_Exercise goal_
From the first line of the entries below, reproduce everything exactly through the line with "- Removing from", and nothing more.

_Dataset_
Issue #1300, opened 2020-04-20
[JavaScript] Improve exercise: concept/arrays


SleeplessByte:
### The current state

The `arrays` exercise is great, and has a few items that can be improved:

- The "fill array" task requires looping. It's meant to teach `.push`, but [_searching_](https://www.google.com/search?hl=en&q=fill%20array%20with%20value%20javascript) will lead to `Array.fill` and its cousins. 
- Removing from top as a task (`.pop`) exists, but removing from bottom (`.shift`) does not.
- Adding to "top" as a task (`.push`) exists, but inserting at bottom (`.unshift`) does not.

### The improved version

1. Add code comments. The following for example will recognise the array and provide code completion. If `TypeScript` is supported (it's not on the playground at moment of writing, but will be later), there will also be an error message if you don't return an array.
  ```javascript
  /**
   * @param {number[]} array
   * @param {number} index
   * @param {number} newValue
   * 
   * @returns {number[]}
   */
```
2. Remove the `prefillArray` task, and replace it with one where we need to `.push`, explicitely.
3. Add a new task to `.shift`.
4. Add a new task to `.unshift`.

The idea is to have one or two more exercises built on top of this, which teach iteration/transformation and analysing respectively. (Thank you Josh for writing this for me)

```text
transforms / loops

- map
- forEach
- reverse
- sort
- filter
- flat
- reduce

analysis

- includes
- every
- some
- find
- indexOf
```

----

If you intend to take this issue, please first complete the exercise yourself, to get a feeling for the story. You can [play the exercise here][playground].

[playground]: https://exercism-playground.derk-jan.com/javascript/play/concept/arrays

rishiosaur:
Is anyone doing this issue right now? I'd love to take a crack at it.

peterchu999:
Hey can i take a go at it ?

SleeplessByte:
Thank you @peterchu999 for taking care of this.

PR #1382, opened 2020-04-30
Error when improving #1300

peterchu999:
there is a typo in testCases variable name and example function when imporving #1300


SleeplessByte:
Nice. There is another issue!

Comment for the first function in the stub file says:

```
 * If the knight is sleeping, then the fast attack is not available.
```

It should be the inverse (knight = awake === no fast attack). So better is:

```
 * The fast attack is available when the knight is sleeping
```

SleeplessByte:
Thanks btw! 

We need CI here. We can probably just use the one from julia (workflow rules) and replace with `node:lts` image, plus `yarn && yarn test`, after renaming example.js to <file>.js

PR #1397, opened 2020-05-04
[Reference] Add concept stories

neenjaw:
I'm adding story reference documents used by merges exercises in the elixir track.

My hope is that people can then use these stories and re-interpret them to facilitate their concept needs.

I have tried to include references to implementations that I am aware of for each story.


neenjaw:
also @exercism/clojure is included as a ?reviewer because I included a fix for a typo in the list introduction document

PR #1399, opened 2020-05-05
[PureScript] fix my slack username in booleans config.json

aimorris:


aimorris:
Just realised that says exercism...

PR #1421, opened 2020-05-08
[JavaScript] Format shared/cli.md

aimorris:
fixes unecessary newlines and uses consistent syntax highlighting.


SleeplessByte:
@hayashi-ay yes and no. It's also possible in v2, but in v3 I'm making it a first class citizen.

PR #2190, opened 2020-08-21
[Pharo] Bootstrap

ErikSchierboom:


ErikSchierboom:
> I don't see a config.json file in the PR.

That is correct, that is something for the maintainers to do. Thanks for the review.

PR #2210, opened 2020-08-24
[C#] clean-concepts - allocated some unallocated concepts

mikedamay:
allocated to exercises some unallocated concepts on exercise-report README.md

_Your solution_
Issue #1300, opened 2020-04-20
[JavaScript] Improve exercise: concept/arrays


SleeplessByte:
### The current state

The `arrays` exercise is great, and has a few items that can be improved:

- The "fill array" task requires looping. It's meant to teach `.push`, but [_searching_](https://www.google.com/search?hl=en&q=fill%20array%20with%20value%20javascript) will lead to `Array.fill` and its cousins. 
- Removing from top as a task (`.pop`) exists, but removing from bottom (`.shift`) does not.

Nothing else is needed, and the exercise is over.